At their core, both the MSI Shadow 2X Plus and the Palit Infinity 3 OC share identical silicon foundations: the same 2407 MHz base clock, 4608 shading units, 144 TMUs, 48 ROPs, and 1750 MHz memory speed. This means the raw architectural throughput potential is the same, and neither card holds an inherent hardware advantage in rasterization pipeline width or memory bandwidth.

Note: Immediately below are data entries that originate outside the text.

PR #1127, opened 2019-05-17
Fix/simplify manifest rebuild when running "gulp watch"

robertknight:
On my system "gulp watch" was failing to generate the client's entry
point script `build/boot.js` correctly. This may have happened after
recent upgrades to gulp or Node.

The issue was that `generateManifest` was run after "gulp
watch" started, before build/scripts/boot.bundle.js was generated,
producing an empty output file in build/boot.js. It was not re-run later
after build/scripts/boot.bundle.js was generated.

After some experimentation, removing use of `gulp-batch` in the
`watch-manifest` task resolved the issue. I haven't verified whether the
node upgrade or a gulp upgrade was the root cause. Since gulp-batch was
non-essential, I've just removed it to simplify things and reduce the
risk of similar issues happening in future.


gulpfile.js
```diff
@@ -347,11 +345,7 @@ function generateManifest() {
 }
 
 gulp.task('watch-manifest', function () {
-  gulp.watch(MANIFEST_SOURCE_FILES, batch(function (events, done) {
-    endOfStream(generateManifest(), function () {
-      done();
-    });
-  }));
+  gulp.watch(MANIFEST_SOURCE_FILES, { delay: 500 }, generateManifest);
```
robertknight: The use of `endOfStream` was redundant here because `generateManifest` returns a `Stream` and `gulp.watch` already knows how to watch a stream and mark a task as done when the stream finishes.

robertknight:
I've gone ahead and merged this as it was blocking my local development work.

PR #1135, opened 2019-05-24
Format gulpfile.js and files in scripts/ using Prettier

robertknight:
Eliminate an inconsistency in the client codebase that most files are
formatted with Prettier but files in scripts/ and gulpfile.js were not.


robertknight:
We already agreed to format JS files in the codebase using Prettier some time ago, so I'm just going to merge this once CI passes.

PR #1137, opened 2019-05-24
Make it easier to create custom builds of the client

robertknight:
Add a script `./scripts/build-app <OAuth client ID> [<h API URL>]` which will create a production build of the client using a given OAuth client ID which can then be served from the pre-registered URL associated with that OAuth client. This is useful for early-stage experiments or third-parties wanting to customize the client in ways that are not suitable for inclusion in the main codebase.

More generally, I think it makes sense that the client repo should document what a minimal version of the sidebar app's HTML should look like, even if we may need to generate a custom version in h or the browser extension in order to set the OAuth client ID.

 - Add a template for a minimal version of "app.html", the sidebar app's
   HTML file which is normally hosted by h. At build time, this template
   is processed and emitted into the "build" directory by the
   "build-html" task

 - Make it possible to serve the client from a URL without having to
   bake the URL into the client at build time by using
   `document.currentScript` to resolve the location of the client's
   assets. This avoids the need to rebuild the client if it is moved to
   a different URL.

I wrote this tool originally for creating an experimental fork of the client that supports embedded H5P activities (https://hypothesis-h5p.s3.us-east-2.amazonaws.com/index.html), but I think it is more generally useful.

**Testing**

1. Check that the embedded client at http://localhost:3000 still works
2. Check that a dev browser extension which bundles the client from this branch still works
3. Create and host a custom build of the client as follows:
   1. Register an OAuth client at http://localhost:5000/admin/oauthclients with the Redirect URL set to http://localhost:4040
   2. In the client repo on this branch run `scripts/build-app <OAuth client ID> http://localhost:5000/api`
   3. In the client repo run ``python3 -m http.server 4040``
   4. Create an HTML file ``test.html`` with the following content in the root of the client repo:
        ```html
        <h1>Hello World</h1>
        <script src="http://localhost:4040/build/boot.js"></script>
        ```
   5. Navigate to http://localhost:4040/test.html and check that the custom build of the client loads and that you can log in

With Step 3, you can also register a custom client that works with the production Hypothesis service at https://hypothes.is/admin/oauthclients. The custom client build can then be hosted in any static hosting site -  for example GitHub Pages, S3 etc.

### DIFF
--- a/gulpfile.js
+++ b/gulpfile.js
@@ -4,6 +4,7 @@
 
 const { mkdirSync, readdirSync } = require('fs');
 const path = require('path');
+const url = require('url');
 
 const changed = require('gulp-changed');
 const commander = require('commander');
@@ -209,6 +210,24 @@ gulp.task(
   })
 );
 
+gulp.task('build-html', () => {
+  const clientIdRequiredMsg =
+    'You must configure an OAuth client ID with the "OAUTH_CLIENT_ID" env var';
+  const apiUrl = process.env.API_URL || 'https://hypothes.is/api/';
+  const config = {
+    apiUrl,
+    authDomain: url.parse(apiUrl).hostname,
+
+    oauthClientId: process.env.OAUTH_CLIENT_ID || clientIdRequiredMsg,
+  };
+  const htmlSafeJsonConfig = JSON.stringify(config).replace(/</g, '\\u003c');
+  return gulp
+    .src('src/sidebar/app.html')
+    .pipe(replace('__CONFIG__', htmlSafeJsonConfig))
+    .pipe(rename('app.html'))
+    .pipe(gulp.dest('./build'));
+});
+
 const MANIFEST_SOURCE_FILES =
   'build/@(fonts|images|scripts|styles)/*.@(js|css|woff|jpg|png|svg)';
 
@@ -235,7 +254,7 @@ function generateBootScript(manifest, { usingDevServer = false } = {}) {
   } else {
     defaultAssetRoot = '{current_scheme}://{current_host}:3001/hypothesis';
   }
-  defaultAssetRoot = `${defaultAssetRoot}/${version}/`;
+  defaultAssetRoot = `${defaultAssetRoot}/${version}/build/`;
 
   if (isFirstBuild) {
     log(`Sidebar app URL: ${defaultSidebarAppUrl}`);
@@ -295,6 +314,7 @@ const buildAssets = gulp.parallel(
   'build-js',
   'build-css',
   'build-fonts',
+  'build-html',
   'build-images'
 );
 gulp.task('build', gulp.series(buildAssets, generateManifest));
--- a/src/boot/index.js
+++ b/src/boot/index.js
@@ -17,13 +17,44 @@ import { isBrowserSupported } from './browser-check';
 
 if (isBrowserSupported()) {
   const settings = parseJsonConfig(document);
+  // Use the asset root and sidebar app locations specified in the host page,
+  // if present. This is used by the Hypothesis browser extensions to make the
+  // boot script load assets bundled with the extension.
+  let assetRoot;
+  if (settings.assetRoot) {
+    // The `assetRoot` setting is assumed to point at the root of the contents of
+    // the npm package.
+    assetRoot = settings.assetRoot + 'build/';
+  }
+  let sidebarAppUrl = settings.sidebarAppUrl;
+
+  // Otherwise, try to determine the default root URL for assets and the sidebar
+  // application from the location where the boot script is hosted.
+  try {
+    const script = /** @type {HTMLScriptElement} */ (document.currentScript);
+    let scriptUrl = new URL(script.src);
+
+    // We only use the bundled sidebar HTML and assets if the boot script has
+    // its original name. If the `<script>` tag references a custom name
+    // (eg. as in "https://hypothes.is/embed.js") then we skip this and fall
+    // back to the URLs embedded in the boot script.
+    if (scriptUrl.pathname.endsWith('/boot.js')) {
+      assetRoot = assetRoot || new URL('./', scriptUrl).href;
+      sidebarAppUrl = sidebarAppUrl || new URL('app.html', scriptUrl).href;
+    }
+  } catch (e) {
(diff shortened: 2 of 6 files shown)


judell:
>  useful for early-stage experiments

Very useful. 

@LMS007, this is one of the methods for decoupling client development from the service. I've cherry-picked an early version of it a couple of times. it will be great to get it merged. Would've saved you a couple of days of headbanging.

robertknight:
I've updated this branch against recent changes in the gulpfile and to simplify it a little. This has been sitting around a while but is still relevant so I'm going to get it finished. I still need to:

- [ ] Test in IE
- [ ] Test with the browser extension
- [ ] Review the current code against the PR description and check that the description is correct

src/boot/index.js
```diff
@@ -16,10 +16,40 @@ import processUrlTemplate from './url-template';
...
+try {
+  let scriptUrl = new URL(document.currentScript.src);
+
+  // We only use the bundled sidebar HTML and assets if the boot script has
+  // its original name. If the `<script>` tag references a custom name
+  // (eg. as in "https://hypothes.is/embed.js") then we skip this and fall
+  // back to the URLs embedded in the boot script.
+  if (scriptUrl.pathname.endsWith('/boot.js')) {
+    assetRoot = assetRoot || new URL('./', scriptUrl).href;
+    sidebarAppUrl = sidebarAppUrl || new URL('app.html', scriptUrl);
```
bibliotechie:
```suggestion
    sidebarAppUrl = sidebarAppUrl || new URL('app.html', scriptUrl).href;
```

cgorringe:
I'm currently building on a fork of this branch since I use the `build-app` script, and was wondering if/when this could be merged to master?

src/sidebar/app.html
```diff
@@ -0,0 +1,16 @@
+<!doctype html>
```
LMS007, line 1: My first instinct is to not include `build-html` with `build`. I guess that means this file gets produced for every build now and it's a little unnecessary for anything other than a custom build correct?

 Its confusing because our own app.html is owned by h./ and this file is really only used for ad-hoc hosting of the a forked client.

I'm not really giving direction here, but just speaking to the larger picture.  Here is kind of what I was thinking....

```
const buildCustomAssets = gulp.parallel(
  'build-js',
  'build-css',
  'build-fonts',
  'build-html',
  'build-images'
);
const buildAssets = gulp.parallel(
  'build-js',
  'build-css',
  'build-fonts',
  'build-images'
);
gulp.task('build', gulp.series(buildAssets, generateManifest));
gulp.task('build-custom', gulp.series(buildAssets, generateManifest));
```

And then the script calls `build-custom` for example... in my mind, then the /build dir would more accurately reflect what was run rather than being a swiss army know output.

LMS007 (commented):
I think this is really good start, just had some general feedback after giving it some testing and examination.

I also had a hell of a time trying to get it to work running my own server because from what I understand, cloudflare adds headers that I think may be missing and necessary for CORS to work correctly.

Screen Shot 2020-10-22 at 10 06 14 AM


I noticed that my local instance of h./ was not returning `access-control-allow-origin: *` from the /api call so Chome was blowing up. This of course in most cases won't be much of an issue because I take it most devs are going to want to connect to our own h, but if a dev wanted to use a hosted h/, then it seems like ours is not set up to be CORS friendly with app.html hosted on another port as near as I can tell.

The final point is we just need to think/have a plan for getting oauth ids to devs that need them to connect to our h. I just just used the one from https://hypothes.is/docs/help in my DOM and I was able to login. But we may want something a bit more polished :)

src/boot/index.js
```diff
@@ -9,18 +9,59 @@
...
+}
+let sidebarAppUrl = settings.sidebarAppUrl;
+
+// Otherwise, try to determine the default root URL for assets and the sidebar
+// application from the location where the boot script is hosted.
+try {
+  const script = /** @type {HTMLScriptElement} */ (document.currentScript);
+  let scriptUrl = new URL(script.src);
+
+  // We only use the bundled sidebar HTML and assets if the boot script has
```
LMS007, line 46: I don't propose a better solution, but this does feel fragile and hard to understand.  I wonder if there is something that can be driven from the config itself to trigger this condition to make it feel a bit more explicit.

src/boot/index.js
```diff
@@ -17,13 +17,44 @@ import { isBrowserSupported } from './browser-check';
...
+  // application from the location where the boot script is hosted.
+  try {
+    const script = /** @type {HTMLScriptElement} */ (document.currentScript);
+    let scriptUrl = new URL(script.src);
+
+    // We only use the bundled sidebar HTML and assets if the boot script has
+    // its original name. If the `<script>` tag references a custom name
+    // (eg. as in "https://hypothes.is/embed.js") then we skip this and fall
+    // back to the URLs embedded in the boot script.
+    if (scriptUrl.pathname.endsWith('/boot.js')) {
```
LMS007, line 41: I don't propose a better solution, but this does feel fragile and hard to understand.  I wonder if there is something that can be driven from the config itself to trigger this condition to make it feel a bit more explicit.

gulpfile.js
```diff
@@ -216,6 +217,24 @@ gulp.task(
...
+  const clientIdRequiredMsg =
+    'You must configure an OAuth client ID with the "OAUTH_CLIENT_ID" env var';
+  const apiUrl = process.env.API_URL || 'https://hypothes.is/api/';
+  const config = {
+    apiUrl,
+    authDomain: url.parse(apiUrl).hostname,
+
+    oauthClientId: process.env.OAUTH_CLIENT_ID || clientIdRequiredMsg,
+  };
+  const htmlSafeJsonConfig = JSON.stringify(config).replace(/</g, '\\u003c');
```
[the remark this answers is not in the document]
robertknight: Even though it is unlikely that the JSON configuration will be unsafe for naive insertion into HTML, I think we should always do the proper safe serialization just in case.

tgiardina:
There's a reference to `/build/styles/annotator.css` at the top of `src/annotator/util/shadow-root.js`. When creating a custom build, this must be `/build/styles/annotator.css`, otherwise the adder css won't load correctly.

PR #1145, opened 2019-05-29
Move firstKey function from sidebar-content to store

hmstepanek:
- add getFirstSelectedAnnotationId to selection store
- move tests from index-tests to a new selection-tests module specific to the selection module

This is part of https://github.com/hypothesis/product-backlog/issues/1016.


src/sidebar/store/modules/selection.js
```diff
@@ -314,6 +314,22 @@ function clearSelectedAnnotations() {
...
 
+/**
+ * Returns the annotation ID of the first annotation in `selectedAnnotationMap`.
+ *
+ * @return {string|null}
+ */
+function getFirstSelectedAnnotationId(state) {
+  const selection = state.selectedAnnotationMap || {};
+  for (const annId in selection) {
+    if (!selection.hasOwnProperty(annId)) {
```
hmstepanek: Wondering if this ever happens?

hmstepanek: Seems the short answer is no, it is always true or not present but maybe leave it for now until the data structure is potentially adjusted at sometime in the future.

PR #1155, opened 2019-06-05
Move onForceVisible to annotation-thread

hmstepanek:
Move the implementation of onForceVisible into where it's used in the
annotation-thread component instead of passing it through several layers
of components. This simplifies the implementation and makes the code
easier to follow.

### DIFF
--- a/src/sidebar/components/stream-content.js
+++ b/src/sidebar/components/stream-content.js
@@ -59,9 +59,6 @@ function StreamContentController(
   fetch(20);
 
   this.setCollapsed = store.setCollapsed;
-  this.forceVisible = function(id) {
-    store.setForceVisible(id, true);
-  };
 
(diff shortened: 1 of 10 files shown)


src/sidebar/components/stream-content.js
```diff
@@ -59,9 +59,6 @@ function StreamContentController(
   fetch(20);
 
   this.setCollapsed = store.setCollapsed;
-  this.forceVisible = function(id) {
```
hmstepanek: I find this implementation confusing and I'm not sure how it was working as expected before?

robertknight: It looks like this was indeed broken, given that the corresponding method in `<sidebar-content>` expects a thread rather than a thread ID.

PR #1158, opened 2019-06-07
Remove wrapping `<span>` around SVG icons

robertknight:
This makes it easier to get icons positioned correctly because there is one
less element in the hierarchy to deal with and any class passed to
`SvgIcon` is applied to the root element rendered by that component.

Unfortunately React/Preact don't provide a way to trivially return an HTML
or SVG string as the output from a component without a wrapping element.

The implementation therefore works by first using the browser's HTML parser (via
`innerHTML`) to parse the SVG markup and then converting the returned
DOM tree to a Preact element, which the `SvgIcon` component returns as
its render output.

### DIFF
--- a/src/sidebar/components/svg-icon.js
+++ b/src/sidebar/components/svg-icon.js
@@ -1,7 +1,7 @@
 'use strict';
 
-const { createElement } = require('preact');
-const { useLayoutEffect, useRef } = require('preact/hooks');
+const { cloneElement, createElement } = require('preact');
+const { useMemo } = require('preact/hooks');
 const propTypes = require('prop-types');
 
 // The list of supported icons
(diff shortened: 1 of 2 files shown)


robertknight:
To expand on the PR description, the layout problem this PR fixes is that the wrapping span previously had inline layout, which meant that its height depended on the height of line boxes in the element, which depends on the computed `line-height`. In the context of the top bar for example, this worked out at 18.4px, rounded down to 18px, which is taller than the 15px height of the icons themselves.

Removing the wrapping span is one way to make the height of the elements rendered by `SvgIcon` match the `<svg>` content. The other, which Lyza and me discussed, is to apply `display: flex` or `display: block; line-height: 0` to the `<span>`. The latter approach is a bit simpler so it is what we've gone with for the moment.

I think this PR may still have a slight performance advantage in that it avoids changing the CSS class of the content after it is rendered, and thereby potentially triggering some style recalculation.

robertknight:
I'm closing this for now as we've found an alternative solution that was simpler to implement. If we find reasons to pursue this again, we can reopen it.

The meaningful separation comes from boost behavior. The Palit Infinity 3 OC reaches a GPU turbo of 2662 MHz versus 2572 MHz on the MSI — a 90 MHz or roughly 3.5% advantage. Because pixel fill rate, texture throughput, and floating-point compute all scale linearly with clock speed when the shader count is fixed, this single difference cascades into a 127.8 GPixel/s vs 123.5 GPixel/s pixel rate, a 383.3 vs 370.4 GTexels/s texture rate, and 24.53 vs 23.7 TFLOPS of FP32 compute. In practice, a ~3.5% clock edge translates to a similarly modest but consistent performance uplift in GPU-bound workloads — think a few extra frames per second at high resolutions or slightly faster shader-heavy rendering tasks.
The Palit Infinity 3 OC holds a clear, if modest, performance edge in this group, driven entirely by its higher factory boost clock. For users who prioritize out-of-the-box peak throughput without manual overclocking, the Palit is the stronger choice. That said, the gap is narrow enough that both cards will feel virtually identical in most day-to-day gaming scenarios, and the MSI could close or erase it through user overclocking given the shared underlying hardware.